**Exercise description:**
Work through the data line by line, gathering every line that has the word "VstsTaskScript".

**Supplied information:**
□ □ □
PR #37, opened 2016-02-05
Updated set var signature. Fixed tests.

ericsciple:


powershell/Tests/L0/Get-Endpoint.WritesErrorIfRequired.ps1
```diff
@@ -14,7 +14,7 @@ Invoke-VstsTaskScript -ScriptBlock {
         $env:ENDPOINT_AUTH_SOMENAME = $variableSet.Auth
 
         # Act.
-        $actual = Get-VstsEndpoint -Name 'SomeName' -Require 2>&1
+        $actual = Get-VstsEndpoint -Name 'SomeName' -Require -ErrorAction Continue 2>&1
```
ericsciple: I changed the test infrastructure for the task-lib repo in my last merge. There's some slight differences in the infra from the tasks repo, due to the tests in the tasks repo now leveraging Invoke-VstsTaskScript to run the tests. After I changed the infrastructure, a couple tests were failing, so i'm fixing those as part of this PR.

powershell/Tests/L0/Set-TaskVariable.SetsValue.ps1
```diff
@@ -5,19 +5,20 @@ param()
...
-        @{ Path = 'Env:agent.jobstatus' ; Name = 'agent.jobstatus' ; Expected = 'Some job status' }
+        @{ Path = 'Env:Some_name' ; Name = 'Some.name' ; Expected = 'Some value' ; IsSecret = $false }
+        @{ Path = 'Env:Some_name' ; Name = 'Some.name' ; Expected = 'Some value' ; IsSecret = $true }
+        @{ Path = 'Env:agent.jobstatus' ; Name = 'agent.jobstatus' ; Expected = 'Some job status' ; IsSecret = $false }
     )
     foreach ($variableSet in $variableSets) {
-        Unregister-Mock Write-Host
-        Register-Mock Write-Host
+        Unregister-Mock Write-SetVariable
+        Register-Mock Write-SetVariable
```
ericsciple: I found out mocking Write-Host makes things difficult to read the test trace output. Switching over to mocking Write-SetVariable since it makes the assertion easier and doesn't mess up the trace output.

Also, I added IsSecret to the test cases. This was another reason to move away from asserting the value passed to Write-Host. The property bag within the logging command now contains two values (name and issecret). The problem with trying to assert the correct value was passed to write-host is that the property bag internally is passed to a private format method as a hashtable. Ordered hastable wasn't introduced until PowerShell 4, so the order that the properties are written is unpredictable.

powershell/Tests/L0/Write-LoggingCommand.WritesCommand.ps1
```diff
@@ -62,53 +85,48 @@ Invoke-VstsTaskScript -ScriptBlock {
...
             if (!$variableSet.AlternateExpected -or $variableSet.AlternateExpected -ne $actual) {
                 Assert-AreEqual $variableSet.Expected $actual
             }
 
-            # Act/Assert - Verify without using as output switch.
+            # Verify without using as output switch.
+            # Arrange.
+            # Override Write-Host for as short a time as possible. Otherwise the test output becomes confusing.
+            $script:hostMessages = @( )
+            Register-Mock Write-Host { $OFS = " " ; $script:hostMessages += "$args" }
```
ericsciple: I can't avoid mocking write-host in this function since this test is actually asserting the behavior of the private helper function that either writes the logging command to the host or to the output pipeline.

I changed this test so that Write-Host is overridden for as short a time as possible. Overriding it for the full test made the test difficult to debug.

I also added a helper assert method to help out with the unpredictable-order-of-the-logging-command-properties issue and other difficulties asserting write-host was called with the expected value.

powershell/VstsTaskSdk/InputFunctions.ps1
```diff
@@ -114,7 +114,8 @@ function Set-TaskVariable {
     param(
         [Parameter(Mandatory = $true)]
         [string]$Name,
-        [string]$Value)
+        [string]$Value,
+        [switch]$Secret)
```
ericsciple: I updated the signature here. The logging command was updated already in the previous merge.

The write-addbuildtag logging command was also added in the previous merge.

@TingluoHuang I tested them E2E and it seems to be correct. In case you want to glance them over:
https://github.com/Microsoft/vsts-task-lib/blob/master/powershell/VstsTaskSdk/LoggingCommandFunctions.ps1
ctrl+f: `write-addbuildtag`
ctrl+f: `write-setvariable`

TingluoHuang:
Looks good.

PR #47, opened 2016-03-03
exit() should stop execution on success

madhurig:


bryanmacfarlane:
We stopped doing this because we were losing log lines by exit'ing the process.  It's deprecated and tasks should use setResult.  I have to back and refresh my memory to check why again ... maybe it's not an issue anymore since we changed the process execution code

madhurig:
After talking to Bryan offline, we decided not to make this change since it causes issues with logger.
□ □ □
**Result:**
@@ -14,7 +14,7 @@ Invoke-VstsTaskScript -ScriptBlock {
ericsciple: I changed the test infrastructure for the task-lib repo in my last merge. There's some slight differences in the infra from the tasks repo, due to the tests in the tasks repo now leveraging Invoke-VstsTaskScript to run the tests. After I changed the infrastructure, a couple tests were failing, so i'm fixing those as part of this PR.
@@ -62,53 +85,48 @@ Invoke-VstsTaskScript -ScriptBlock {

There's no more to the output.